(Stored data entries)
PR #558, opened 2019-08-02
Fix type issue in ROI

### LINKED ISSUE #545: RoiAlign batch_indices type handled incorrectly
Currently we expect int32_t tensor: https://github.com/pfnet-research/chainer-compiler/blob/38973e93910f9d15e4b225116944cf088e7bb23c/runtime/ops/roi.cc#L192
Though ONNX spec expects to be int64_t tensor: https://github.com/onnx/onnx/blob/98f72629bde7285f5a601f95d122ce43cea97a9c/docs/Operators.md#inputs-89

take-cheeze:
closes #545

### DIFF
--- a/runtime/ops/roi.cc
+++ b/runtime/ops/roi.cc
@@ -96,16 +96,16 @@ absl::optional<std::tuple<double, int64_t, int64_t>> get_bounds(double p, int64_
 using ArrayIndices = chainerx::StackVector<int64_t, chainerx::kMaxNdim>;
 template <typename T>
 T& ContiguousArrayAt(chainerx::Array& a, const ArrayIndices& indices) {
-    assert(a.IsContiguous());
-    assert(a.shape().size() == indices.size());
-    assert(a.dtype() == chainerx::PrimitiveType<T>::kDtype);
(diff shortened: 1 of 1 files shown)


runtime/ops/roi.cc
```diff
@@ -189,7 +189,12 @@ class ROIAlign2DImpl {
         std::vector<PixelPos> pixel_x(pooled_width * roi_bin_grid_w);
         std::vector<PixelPos> pixel_y(pooled_height * roi_bin_grid_h);
 
-        int64_t roi_batch_ind = ContiguousArrayAt<int32_t>(contiguous_bottom_roi_indices, {n});
+        int64_t roi_batch_ind;
+        if (contiguous_bottom_roi_indices.dtype() == chainerx::Dtype::kInt64) {
+            roi_batch_ind = ContiguousArrayAt<int64_t>(contiguous_bottom_roi_indices, {n});
+        } else {
```
shinh:
```
else if (... Int32) {
 ...
} else {
  CHECK(false) << ...dtype();
}
```
please?

PR #561, opened 2019-08-03
Support Windows

durswd:


tools/dump.cc
```diff
@@ -69,12 +80,24 @@ void RunMain(int argc, char** argv) {
             // ONNX test directory.
             DumpONNX(filename + "/model.onnx", args);
 
+            std::vector<std::string> filenames;
+#if _WIN32
+            fs::directory_iterator iter(filename);
+
+            std::regex filter(filename + "/*/*.pb");
```
shinh: I don't think this regexp is equivalent to the original code. Maybe something like `"/[^/]+/[^/]+\\.pb"` ?

CMakeLists.txt
```diff
@@ -10,6 +10,18 @@ list(INSERT CMAKE_MODULE_PATH 0 ${CMAKE_CURRENT_SOURCE_DIR}/cmake)
 
 include(third-party)
 
+find_package(PythonInterp 3)
```
shinh: This a dup

common/codegen_util.py
```diff
@@ -28,3 +28,18 @@ def cond(conds, bodies):
     lines += bodies[len(conds)]
     lines.append('}')
     return lines
+
+def cond_msvc(flag, conds, bodies):
```
shinh: Cannot we unconditionally use this?

compiler/nvrtc_builder.cc
```diff
@@ -21,9 +22,10 @@ namespace chainer_compiler {
 namespace {
 
 std::string CleanseIdent(const std::string& s, const char* prefix = "v_") {
+    std::locale loc;
     std::string o = prefix;
     for (char c : s) {
-        if (std::isalnum(c)) {
+        if (std::isalnum(c, loc)) {
```
shinh: Not sure why we need this change: https://docs.microsoft.com/en-us/cpp/c-runtime-library/reference/isalnum-iswalnum-isalnum-l-iswalnum-l?view=vs-2019

compiler/util.cc
```diff
@@ -55,8 +55,9 @@ void StripONNXModel(onnx::ModelProto* model) {
 
 std::string CleanseIdent(const std::string& s) {
     std::string o;
+    std::locale loc;
     for (char c : s) {
-        if (std::isalnum(c)) {
+        if (std::isalnum(c, loc)) {
```
shinh: ditto

PR #565, opened 2019-08-06
fixed for windows

durswd:
rename variables

### DIFF
--- a/menoh/CMakeLists.txt
+++ b/menoh/CMakeLists.txt
@@ -29,7 +29,6 @@ target_link_libraries(menoh_chainer_compiler
   onnx
   onnx_proto
   ${PROTOBUF_LIBRARY}
-  pthread
   ${CHAINER_COMPILER_NGRAPH_LIBRARIES}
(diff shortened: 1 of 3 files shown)


scripts/generate_flags_code.py
```diff
@@ -179,6 +179,14 @@
 
 elif args.mode == 'compiler_flags.cc':
     f.write('''
+
+#ifdef _WIN32
+// HACK for Windows including order
+#define NOMINMAX
```
shinh: Could you check if `WIN32_LEAN_AND_MEAN` works?

menoh/CMakeLists.txt
```diff
@@ -38,6 +37,12 @@ target_link_libraries(menoh_chainer_compiler
   absl::optional
   )
 
+if (!WIN32)
+  target_link_libraries(menoh_chainer_compiler
+  pthread
```
shinh: I think we should define `${CHAINER_COMPILER_PTHREAD_LIBRARIES}` or something in the toplevel CMakeFiles.txt

shinh:
I'll try doing these follow ups

PR #1044, opened 2021-03-10
Support idle timeout for refresh token

### LINKED ISSUE #1000: Support idle timeout for refresh token

louischan-oursky:
fix #1000

### DIFF
--- a/pkg/lib/config/oauth.go
+++ b/pkg/lib/config/oauth.go
@@ -72,18 +72,18 @@ func (c *OAuthClientConfig) SetDefaults() {
 	}
 
 	if c.RefreshTokenLifetime == 0 {
-		if c.AccessTokenLifetime > DefaultSessionLifetime {
+		if c.AccessTokenLifetime > DefaultRefreshTokenLifetime {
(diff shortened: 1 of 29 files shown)


pkg/lib/config/oauth.go
```diff
@@ -49,28 +51,39 @@ var _ = Schema.Add("OAuthClientConfig", `
...
 			c.RefreshTokenLifetime = DefaultSessionLifetime
 		}
 	}
+
+	if c.RefreshTokenIdleTimeoutEnabled == nil {
+		b := DefaultSessionIdleTimeoutEnabled
+		c.RefreshTokenIdleTimeoutEnabled = &b
+	}
+	if c.RefreshTokenIdleTimeout == 0 {
+		c.RefreshTokenIdleTimeout = DefaultSessionIdleTimeout
```
carmenlau, line 87: I think better to use another constant, they can be the same value. Or rename the constant, so when we change the value we will know that it is affecting 2 config.

carmenlau (commented):
Please update portal to allow update the new idle setting

louischan-oursky:
Updated.

carmenlau (approved):

PR #1046, opened 2021-03-10
Onboarding in portal

### LINKED ISSUE #950: Onboarding

carmenlau:
fix #950 

Not able to test create app locally, will check it after deploying to staging.

Now the onboarding flow will be triggered this way:
1. After user authorize, portal will redirect user to "/onboarding-redirect". `OnboardingRedirect` will check and further redirect user to `/apps/create` if user doesn't have any apps.
2. After creating app in `/apps/create`, user will be redirected to `/app/:appID/onboarding` to configure the app.
3. After configuring the app, user will be redirected to `/app/:appID/done`. Completion page will show different screen (login / sso screenshot) based on user selected identities.

We can visit `/app/:appID/onboarding` to try the configure flow locally.


portal/src/graphql/portal/OnboardingConfigAppScreen.tsx
```diff
@@ -0,0 +1,300 @@
...
+    if (btnItem.loginIDType) {
+      return state.pendingForm.loginIDKeys.has(btnItem.loginIDType);
+    } else if (btnItem.identityType) {
+      return state.pendingForm.identities.has(btnItem.identityType);
+    }
+    console.error(
+      "IdentitiesButton should have either identityType or loginIDType"
+    );
+    return false;
+  }, [state, btnItem]);
```
louischan-oursky, line 172: It is more natural to define this as `const checked = useMemo(...)`.

portal/src/graphql/portal/OnboardingConfigAppScreen.tsx
```diff
@@ -0,0 +1,300 @@
...
+        identityType: "oauth",
+      },
+      {
+        labelId: "Onboarding.identities.anonymous-user",
+        iconName: "FollowUser",
+        identityType: "anonymous",
+      },
+    ],
+    []
+  );
```
louischan-oursky, line 291: This array is static. So it can be defined as a module level constant, saving us from using `useMemo`.

portal/src/graphql/portal/OnboardingConfigAppScreen.tsx
```diff
@@ -378,6 +383,110 @@ const SecondaryAuthenticationModeContent: React.FC<SecondaryAuthenticationModeCo
...
+        labelId: "Onboarding.secondary-authenticators.oob-email",
+        authenticatorType: "oob_otp_email",
+      },
+      {
+        labelId: "Onboarding.secondary-authenticators.additional-password",
+        authenticatorType: "password",
+      },
+    ],
+    []
+  );
```
louischan-oursky, line 559: This can be made as a module level constant.

portal/src/graphql/portal/OnboardingConfigAppScreen.tsx
```diff
@@ -487,6 +500,110 @@ const SecondaryAuthenticatorsContent: React.FC<SecondaryAuthenticatorsContentPro
...
+
+  const getSelectedKey = useCallback(() => {
+    if (state.pendingForm.verificationClaims[claimName]?.enabled) {
+      if (state.pendingForm.verificationClaims[claimName]?.required) {
+        return "required";
+      }
+      return "optional";
+    }
+    return "disabled";
+  }, [state, claimName]);
```
louischan-oursky, line 623: Change this to `const selectedKey = useMemo(...)`.

portal/src/hook/useAppConfigForm.ts
```diff
@@ -97,7 +99,10 @@ export function useAppConfigForm<State>(
     setIsUpdating(true);
     setUpdateError(null);
     updateConfig(newConfig)
-      .then(() => setCurrentState(null))
+      .then(() => {
+        setCurrentState(null);
+        setIsSubmitted(true);
```
louischan-oursky, line 104: When should be reset it to false? When the form is reset?

portal/src/graphql/portal/OnboardingConfigAppScreen.tsx
```diff
@@ -0,0 +1,300 @@
...
+
+interface FormState {
+  pendingForm: PendingFormState;
+}
+
+function constructFormState(_config: PortalAPIAppConfig): FormState {
+  return {
+    pendingForm: {
+      identities: new Set<IdentityType>(),
+      loginIDKeys: new Set<LoginIDKeyType>(),
```
louischan-oursky, line 65: By default, we should enable Login ID identity and the Email Login ID.

portal/src/graphql/portal/OnboardingConfigAppScreen.tsx
```diff
@@ -254,6 +321,7 @@ const OnboardingConfigAppScreenForm: React.FC<OnboardingConfigAppScreenFormProps
         <FormattedMessage id="Onboarding.desc" />
       </Text>
       <IdentitiesListContent form={form} />
+      <PrimaryAuthenticatorsContent form={form} />
```
louischan-oursky: 1. Change primary authenticator to OTP
2. Add username
3. See OTP is disabled and STILL selected.

portal/src/graphql/portal/OnboardingConfigAppScreen.tsx
carmenlau: Found that we cannot simply change the initial state to default value. If we change the initial state to default value, the AppConfigFormModel will treat the form isDirty as false and not allow saving.  Let me think how to handle it..

portal/src/graphql/portal/OnboardingFormContainer.tsx
```diff
@@ -0,0 +1,103 @@
+import React, { useCallback } from "react";
```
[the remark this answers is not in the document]
carmenlau: Since the `FormContainer` and `OnboardingFormContainer` have different layout, `FormContainer` have the save and reset bottom on the top bar, and `OnboardingFormContainer` need to have the button at the bottom. My first thought is I don't want to make `FormContainer` supports multiple layout as we may have more layouts in future and it will make `FormContainer` difficult to maintain. Thought?

portal/src/graphql/portal/OnboardingConfigAppScreen.tsx
louischan-oursky: And we should disable save button if nothing has been selected for the first question.

louischan-oursky:
We should sort

- Login ID keys
- Secondary authenticators

portal/src/graphql/portal/OnboardingConfigAppScreen.tsx
carmenlau: Updated in 90d379c

carmenlau:
Updated!

portal/src/hook/useAppConfigForm.ts
```diff
@@ -45,6 +48,7 @@ export function useAppConfigForm<State>(
   const [isUpdating, setIsUpdating] = useState(false);
   const [updateError, setUpdateError] = useState<unknown>(null);
   const [isSubmitted, setIsSubmitted] = useState(false);
+  const [canSave, setCanSave] = useState<boolean | undefined>(initialCanSave);
```
louischan-oursky, line 51: Can we receive `canSave` from argument directly? I mean something like

```
interface Options {
  validate?: (state: State) => APIError | null;
  canSave?: boolean;
}

function useAppConfigForm(..., options?: Options) {
  const canSave = options?.canSave;
  const validate = options?.validate;
}
```

Then we do not need to expose `setCanSave`, and do not need to use `useEffect` to sync `canSave` in the hook caller.

carmenlau: Sure, let me revise :)

carmenlau: Oh, I found we cannot update this way. In most of the case, the canSave state is determined by the current form state, and the form state is created by  `useAppConfigForm`. So it is difficult for us to provide canSave in `useAppConfigForm` argument. Seems having `setCanSave` is more flexible. Thought?

louischan-oursky: OK. let's keep what we have now.

PR #1053, opened 2021-03-11
Set more cache friendly headers in HTTP response

### LINKED ISSUE #1052: Resources served via HTTP should be cacheable
Right now all responses have the `Cache-Control: no-store` header

louischan-oursky:
fix #1052

### DIFF
--- a/pkg/auth/routes.go
+++ b/pkg/auth/routes.go
@@ -32,24 +32,31 @@ func NewRouter(p *deps.RootProvider, configSource *configsource.ConfigSource, st
 		p.Middleware(newPanicLogMiddleware),
 		p.Middleware(newSessionMiddleware),
 		p.Middleware(newSecHeadersMiddleware),
-		httproute.MiddlewareFunc(httputil.NoCache),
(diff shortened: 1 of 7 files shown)


pkg/auth/routes.go
```diff
@@ -32,23 +32,31 @@ func NewRouter(p *deps.RootProvider, configSource *configsource.ConfigSource, st
 		p.Middleware(newPanicLogMiddleware),
 		p.Middleware(newSessionMiddleware),
 		p.Middleware(newSecHeadersMiddleware),
-		httproute.MiddlewareFunc(httputil.NoCache),
+	)
+
+	staticChain := httproute.Chain(
+		rootChain,
+		p.Middleware(newCORSMiddleware),
+		httproute.MiddlewareFunc(httputil.ETag),
```
carmenlau, line 40: Seems better to separate chain for static and oauth config? Although we can use same middleware now, we may want to have different caching strategy in future. The name `staticChain` makes me think we only use it in static asset.

carmenlau (commented):
Very minor comment, overall looks good.:)

Issue #906, opened 2021-01-22
Domain blacklist and whitelist for Email Login ID signup


chpapa:
Allow users to configure, either:

- a blacklist of domains that is disallowed to signup
- a whitelist of domains that is only allowed for signup

This issue should consist of both:

- server daemon, config file
- portal

Some notes for implementation:

- the blacklist/whitelist should affect only signup, so users created from portal or via admin API are not affected
- it would be nice, on portal end, we have a default free email provider list, that users could have a checkbox to include those in the blacklist. (It should be possible to google for such a list)

mr9dollars:
1. Do we want support regex for black/whitelist?
2. If regex, what should be the behaviour if the domain falls in both blacklist and whitelist?

chpapa:
1. I think no need regex? (Or we can add it if we do have a use cases)
2. I think the blacklist and whitelist should be mutually exclusive (so you either configure to use the whitelist, or use the blacklist), that's why "either".

carmenlau:
Added a simple spec for the feature https://github.com/authgear/authgear-server/pull/1055

1. We will not support regex, only exact match the domain
2. blacklist and whitelist is mutually exclusive

PR #1055, opened 2021-03-12
Add domain blacklist and whitelist for email login id spec

carmenlau:
ref #906 

Maybe we can use this list as the default blacklist: https://gist.github.com/tbrianjones/5992856

### DIFF
--- a/docs/specs/user-model.md
+++ b/docs/specs/user-model.md
@@ -173,7 +173,8 @@ Login ID type determines the validation, normalization and unique key generation
 - Disallow confusing homoglyphs
 - Validate against PRECIS IdentifierClass profile
 - Disallow builtin reserved usernames (Configurable, default ON)
-- Disallow developer-provided reserved usernames (Configurable, default empty list)
+- Disallow username contains developer-provided keywords (Configurable, default OFF)
+  - Developer will need to provide their exclude keywords in txt file, separated by newline.
 - Check ASCII Only (`a-zA-Z0-9_-.`) (Configurable, default ON)
 
 ###### Normalization of Username Login ID
--- a/docs/specs/user-model.md
+++ b/docs/specs/user-model.md
@@ -148,6 +148,12 @@ Login ID type determines the validation, normalization and unique key generation
 
 - [RFC5322](https://tools.ietf.org/html/rfc5322#section-3.4.1)
 - Disallow `+` sign in the local part (Configurable, default OFF)
+- Domain blacklist / whitelist
+  - Block blacklisted domains (Configurable, default OFF, can be ON only if *Allow whitelisted domains* is OFF)
+  - Include default blacklisted domains (Configurable, default OFF, can be ON only if *Block blacklisted domains* is ON)
+  - Allow whitelisted domains only (Configurable, default OFF, can be ON only if *Block blacklisted domains* is OFF)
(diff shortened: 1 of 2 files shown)


docs/specs/user-model.md
```diff
@@ -148,6 +148,12 @@ Login ID type determines the validation, normalization and unique key generation
 
 - [RFC5322](https://tools.ietf.org/html/rfc5322#section-3.4.1)
 - Disallow `+` sign in the local part (Configurable, default OFF)
+- Domain blacklist / whitelist
+  - Block blacklisted domains (Configurable, default OFF, can be ON only if *Allow whitelisted domains* is OFF)
+  - Include default blacklisted domains (Configurable, default OFF, can be ON only if *Block blacklisted domains* is ON)
```
chpapa, line 153: 1. I don't think it should be called "default backlisted domains", it is unclear for user "why there is a default?" "what does default meant?"; Instead it should be specific, it is an option to "block email addresses from free email provider domains"
2. I'm not sure if we should have an option here? Maybe it should just be an option for Portal?

docs/specs/user-model.md
```diff
@@ -148,6 +148,12 @@ Login ID type determines the validation, normalization and unique key generation
...
+  - Allow whitelisted domains only (Configurable, default OFF, can be ON only if *Block blacklisted domains* is OFF)
+  - Domain blacklist / whitelist only affect user signup, users created from portal or via admin API are not affected
+  - Developer will need to provide their blacklist / whitelist in txt file, separated by newline. A default blacklist will be included when *Include default blacklisted domains* is ON
```
chpapa, line 156: Seems inconsistent with keywords in username? Shall we stick with one?

pkg/lib/config/testdata/default_config.yaml
```diff
@@ -270,6 +270,9 @@ identity:
         case_sensitive: false
         block_plus_sign: false
         ignore_dot_sign: false
+        domain_blacklist_enabled: false
+        domain_whitelist_enabled: false
+        include_default_blacklisted_domains: false
```
chpapa, line 275: as mentioned above, "default blacklisted domains" is not clear.

chpapa (changes requested):

docs/specs/user-model.md
carmenlau: 1. Sure, let me change it!
2. Actually in the implementation, we will not copy the list during portal save config. Instead, we will load the list dynamically from the code, so we can update the list.

pkg/lib/config/testdata/default_config.yaml
carmenlau: Let me change it to `block_free_email_provider_domains: false`

docs/specs/user-model.md
carmenlau: Just afraid that the list will be too long to save in config, maybe we can:

1. If we think the developer provided list will not be too long, we can move the blacklist / whitelist config back to the yaml config file. So it will be consistent to username's excluded keywords.

or

2. Move username's excluded keywords to txt file. But this will be another breaking change..>"<

Thought?

carmenlau:
Updated @louischan-oursky @chpapa

chpapa (approved):

louischan-oursky (approved):

PR #1088, opened 2021-03-18
Support email blocklist allowlist

### LINKED ISSUE #906: Domain blacklist and whitelist for Email Login ID signup

carmenlau:
require #1083 

fix #906


pkg/admin/facade/interaction.go
```diff
@@ -43,6 +43,13 @@ func (adminAPIOp) BypassPublicSignupDisabled() bool {
 	return true
 }
 
+// BypassLoginIDEmailByPassBlocklistAllowlist indicates Admin API operations
+// bypass email domains blocklist allowlist checking; Admin API can create
+// email login id that doesn't have blocklist allowlist restriction
+func (adminAPIOp) BypassLoginIDEmailByPassBlocklistAllowlist() bool {
```
louischan-oursky, line 49: It seems that the `ByPass` in the middle is extra. Would `BypassLoginIDEmailBlocklistAllowlist` a better name?

portal/src/graphql/portal/LoginIDConfigurationScreen.tsx
```diff
@@ -450,6 +513,41 @@ const AuthenticationLoginIDSettingsContent: React.FC<AuthenticationLoginIDSettin
           "LoginIDConfigurationScreen.email.blockPlusTooltipMessage"
         )}
       />
+      <CheckboxWithContent
```
louischan-oursky, line 604: I have a suggestion here. Instead of disabling the checkboxes, can we smartly change the checked status of the checkboxes based on what have been clicked?

For example, if allowlist is checked, then blocklist is disabled and block free provider is disabled.

I think this is more user-friendly.

portal/src/graphql/portal/LoginIDConfigurationScreen.tsx
```diff
@@ -547,6 +648,19 @@ const AuthenticationLoginIDSettingsContent: React.FC<AuthenticationLoginIDSettin
...
+              "LoginIDConfigurationScreen.email.domainAllowlist"
+            ),
+            placeholder: "example.com",
+          }}
+          className={styles.widgetInputField}
+          disabled={!state.email.domain_allowlist_enabled}
+          selectedItems={domainAllowlist}
+          onChange={onDomainAllowlistChange}
+          onResolveSuggestions={onDomainAllowlistSuggestions}
+        />
```
louischan-oursky, line 663: It would be great if we can warn the developer that allowlist is enabled but the allowlist is empty. If the allowlist is enabled and is empty, signup is not possible. Maybe we can display the warning as error under the control?

portal/src/graphql/portal/LoginIDConfigurationScreen.tsx
```diff
@@ -525,6 +613,19 @@ const AuthenticationLoginIDSettingsContent: React.FC<AuthenticationLoginIDSettin
...
+              "LoginIDConfigurationScreen.email.domainBlocklist"
+            ),
+            placeholder: "example.com",
+          }}
+          className={styles.widgetInputField}
+          disabled={!state.email.domain_blocklist_enabled}
+          selectedItems={domainBlocklist}
+          onChange={onDomainBlocklistChange}
+          onResolveSuggestions={onDomainBlocklistSuggestions}
+        />
```
louischan-oursky, line 628: TagPicker has a UX problem. If I enter some text and then clear the focus, the text is not "added" to the picker. I think the behavior should be add-item-on-blur. What do you think?

portal/src/graphql/portal/LoginIDConfigurationScreen.tsx
louischan-oursky: Discussed with Carmen and we decided to keep the current implementation.

louischan-oursky:
Can I close https://github.com/authgear/authgear-server/pull/1083 and just merge this PR when it is ready?

portal/src/graphql/portal/LoginIDConfigurationScreen.tsx
carmenlau: Added tooltip to labels

portal/src/graphql/portal/LoginIDConfigurationScreen.tsx
carmenlau: I tried use the method we discussed to fix the problem, but still have another problem. When I added the input value to list, I cannot clear the text in input as the input element is controlled by fluent ui. :(

carmenlau: Updated, thanks @louischan-oursky !!

PR #1096, opened 2021-03-24
Fix unexpected error when aborting signup in before_session_create hook

carmenlau:
ref #1041 

This PR is fixing an existing bug in hook provider.

### Steps to reproduce
- Register `before_session_create` hook only and return `is_allowed=false`
- Signup  a user

### About the fix
In hook provider, DispatchEvent will be called multiple times. If the first DispatchEvent
is success, dbHook is registered already even the latter events have error. If there is
error, all the later operations should be skipped, so we need check and skip them.
We cannot see this problem when aborting signup in before_user_create, as
before_user_create is the first event in signup, so dbHook is not be registered in this case 
and no further DispatchEvent will be called.

### DIFF
--- a/pkg/lib/hook/provider.go
+++ b/pkg/lib/hook/provider.go
@@ -51,10 +51,22 @@ type Provider struct {
 
 	persistentEventPayloads []event.Payload `wire:"-"`
 	dbHooked                bool            `wire:"-"`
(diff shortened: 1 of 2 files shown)


carmenlau:
Updated!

▶ **Goal of the exercise**: All that is wanted is a faithful reproduction of the line above with "if c.RefreshTokenLifetime == 0", the line with "Now the onboarding", and every line in between.

▶ **Solution to this task**:
 	if c.RefreshTokenLifetime == 0 {
-		if c.AccessTokenLifetime > DefaultSessionLifetime {
+		if c.AccessTokenLifetime > DefaultRefreshTokenLifetime {
(diff shortened: 1 of 29 files shown)


pkg/lib/config/oauth.go
```diff
@@ -49,28 +51,39 @@ var _ = Schema.Add("OAuthClientConfig", `
...
 			c.RefreshTokenLifetime = DefaultSessionLifetime
 		}
 	}
+
+	if c.RefreshTokenIdleTimeoutEnabled == nil {
+		b := DefaultSessionIdleTimeoutEnabled
+		c.RefreshTokenIdleTimeoutEnabled = &b
+	}
+	if c.RefreshTokenIdleTimeout == 0 {
+		c.RefreshTokenIdleTimeout = DefaultSessionIdleTimeout
```
carmenlau, line 87: I think better to use another constant, they can be the same value. Or rename the constant, so when we change the value we will know that it is affecting 2 config.

carmenlau (commented):
Please update portal to allow update the new idle setting

louischan-oursky:
Updated.

carmenlau (approved):

PR #1046, opened 2021-03-10
Onboarding in portal

### LINKED ISSUE #950: Onboarding

carmenlau:
fix #950 

Not able to test create app locally, will check it after deploying to staging.

Now the onboarding flow will be triggered this way:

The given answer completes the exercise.